# Daten aus zwei MYSQL Tabellen vergleichen und löschen



## Ruebezahl (6. Dezember 2010)

Hallo Forum User,
ich habe gesehen das hier Leuten mit Problemen geholfen wird, daher habe ich mich in der Hoffnung angemeldet das Ihr mir behilflich sein könnt.

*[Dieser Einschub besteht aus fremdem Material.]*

PR #7132, opened 2020-01-23
CB-5176 Create new test case(s) for validate S3 FreeIPA, DataLake and DataHub logs are created

aszegedi:
@lnardai please review and merge if it is OK for you.

### DIFF
--- a/integration-test/src/main/java/com/sequenceiq/it/cloudbreak/testcase/e2e/sdx/SdxCloudStorageTests.java
+++ b/integration-test/src/main/java/com/sequenceiq/it/cloudbreak/testcase/e2e/sdx/SdxCloudStorageTests.java
@@ -30,10 +30,10 @@ public class SdxCloudStorageTests extends BasicSdxTests {
     @Test(dataProvider = TEST_CONTEXT)
     @Description(
             given = "there is a running Cloudbreak",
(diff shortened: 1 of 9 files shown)


integration-test/src/main/java/com/sequenceiq/it/cloudbreak/testcase/e2e/sdx/SdxCloudStorageTests.java
```diff
@@ -55,6 +55,34 @@ public void testSDXWithCloudStorageCanBeCreatedThenDeletedSuccessfully(TestConte
                 .validate();
     }
 
+    @Test(dataProvider = TEST_CONTEXT)
+    @Description(
+            given = "there is a running Cloudbreak",
+            when = "a basic SDX create request with FreeIPA and DataLake Cloud Storage has been sent",
+            then = "SDX should be available along with the created Cloud storage objects"
+    )
+    public void testSDXWithDataLakeAndFreeIPAStorageCanBeCreatedSuccessfully(TestContext testContext) {
```
horadla23: The only difference between this and the first test of class is that this test check freeipa logs, but the first test of the class also creates freeipa (within parent class), i think it would be better if we only add the freeipa log check check into the first test and remove this second one.

PR #7134, opened 2020-01-23
CB-5241 - fixing incorrect MDCContext

attilapalfi92:


common/src/main/java/com/sequenceiq/cloudbreak/logger/MDCBuilder.java
```diff
@@ -79,26 +79,14 @@ public static void buildMdcContext(Object object) {
...
         }
     }
 
-    public static void buildMdcContext(Long resourceId, String resourceName, String type) {
-        buildMdcContext(resourceId == null ? "" : String.valueOf(resourceId), resourceName, type);
-    }
-
-    public static void buildMdcContext(String resourceId, String resourceName, String type) {
-        MdcContext.builder()
-                .resourceCrn(resourceId)
```
attilapalfi92: This was the problem

PR #7135, opened 2020-01-23
Fix of Datahub cluster terminations when FreeIPA clean failed previously

biharitomi:


freeipa/src/main/java/com/sequenceiq/freeipa/service/freeipa/FreeIpaClientFactory.java
```diff
@@ -71,25 +72,43 @@ private String toClusterProxyBasepath(String freeIpaClusterCrn) {
...
     public FreeIpaClient getFreeIpaClientForStack(Stack stack) throws FreeIpaClientException {
         LOGGER.debug("Creating FreeIpaClient for stack {}", stack.getResourceCrn());
-
-        try {
-            if (clusterProxyService.isCreateConfigForClusterProxy(stack)) {
-                return getFreeIpaClientBuilderForClusterProxy(stack).build();
-            } else {
-                return getFreeIpaClientBuilder(stack).build();
+        Status stackStatus = stack.getStackStatus().getStatus();
+        if (!Status.FREEIPA_UNREACHABLE_STATUSES.contains(stackStatus)) {
```
lacikaaa: please move this condition into the status as a method, so you don't have the implementation twice

freeipa/src/main/java/com/sequenceiq/freeipa/service/freeipa/FreeIpaClientFactory.java
```diff
@@ -71,25 +72,43 @@ private String toClusterProxyBasepath(String freeIpaClusterCrn) {
...
+            } catch (Exception e) {
+                throw new FreeIpaClientException("Couldn't build FreeIPA client. "
+                        + "Check if the FreeIPA security rules have not changed and the instance is in running state. " + e.getLocalizedMessage(), e);
             }
-        } catch (Exception e) {
-            throw new FreeIpaClientException("Couldn't build FreeIPA client. "
-                    + "Check if the FreeIPA security rules have not changed and the instance is in running state. " + e.getLocalizedMessage(), e);
+        } else {
+            String message = String.format("Couldn't build FreeIPA client. Because FreeIPA is in invalid state: '%s'", stackStatus);
+            LOGGER.warn(message);
```
lacikaaa: this else branch can be moved into a separate method

PR #7150, opened 2020-01-27
knox changes

doktoric:


risdenk:
@doktoric I would go more conservative on what is exposed in datalake. My understanding is almost nothing should be exposed in datalake. There are a bunch like Zeppelin that are visible in datalake, but aren't installed today. Probably makes sense to default to false?

doktoric:
@risdenk zeppelin is not really exposed because that is not part of the DL cluster. This change contains that even if we have SOLR on DL cluster and configured then we should not show on the UI.

risdenk:
Yea I just used Zeppelin as an example. I'm saying that for anything we don't want exposed: `visibleForDatalake`  should be false. Hue, Zeppelin, Hive, Spark History, Livy, etc. Even if they aren't installed in the datalake today, I think it would be more clear to say they won't be exposed in the future by default.

doktoric:
Are you sure ? we can do this I just did not know

risdenk:
> Are you sure ? we can do this I just did not know

Nope I don't know for sure. My understanding is that everything in datalake is internal details only and not exposed by default. Might want to check w/ Gunnar?

PR #7721, opened 2020-04-02
CB-6412 Tie balanced dns to app version

lacikaaa:


jamisonbennett:
I think another check is needed in `StackToDescribeFreeIpaResponseConverter::convert()` for the load balanced DNS names.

Ich möchte gerne 2 MSQL Tabellen miteinander vergleichen und überflüssige Daten löschen. Das rührt daher das mein "löschen-script" nicht richtig geschrieben war und mir zwar Einträge gelöscht hat, aber nicht die dazugehörigen Bilder vom Server und den Einträgen aus der Datenbank (eintrag_pics). Ja und jetzt hat sich halt über die Jahre Datenmüll angesammet den ich gerne loswerden möchte!

Zu meinen Tabellen:

Diese wurden als "eintrag" & "eintrag_pics" benannt. Die laufende ID wurde als "ADID" bezeichnet und ist in beiden Tabellen vorhanden. Nun wäre es klasse wenn MYSQL die Datensäte aus der "eintrag_pics" mit der "eintrag" Tabelle vergleichen würde und die ADID die es nur noch in der "eintrag_pics" gibt ausgibt, damit man daraus dann die Bilder sowie den Tabelleneintrag löschen könnte.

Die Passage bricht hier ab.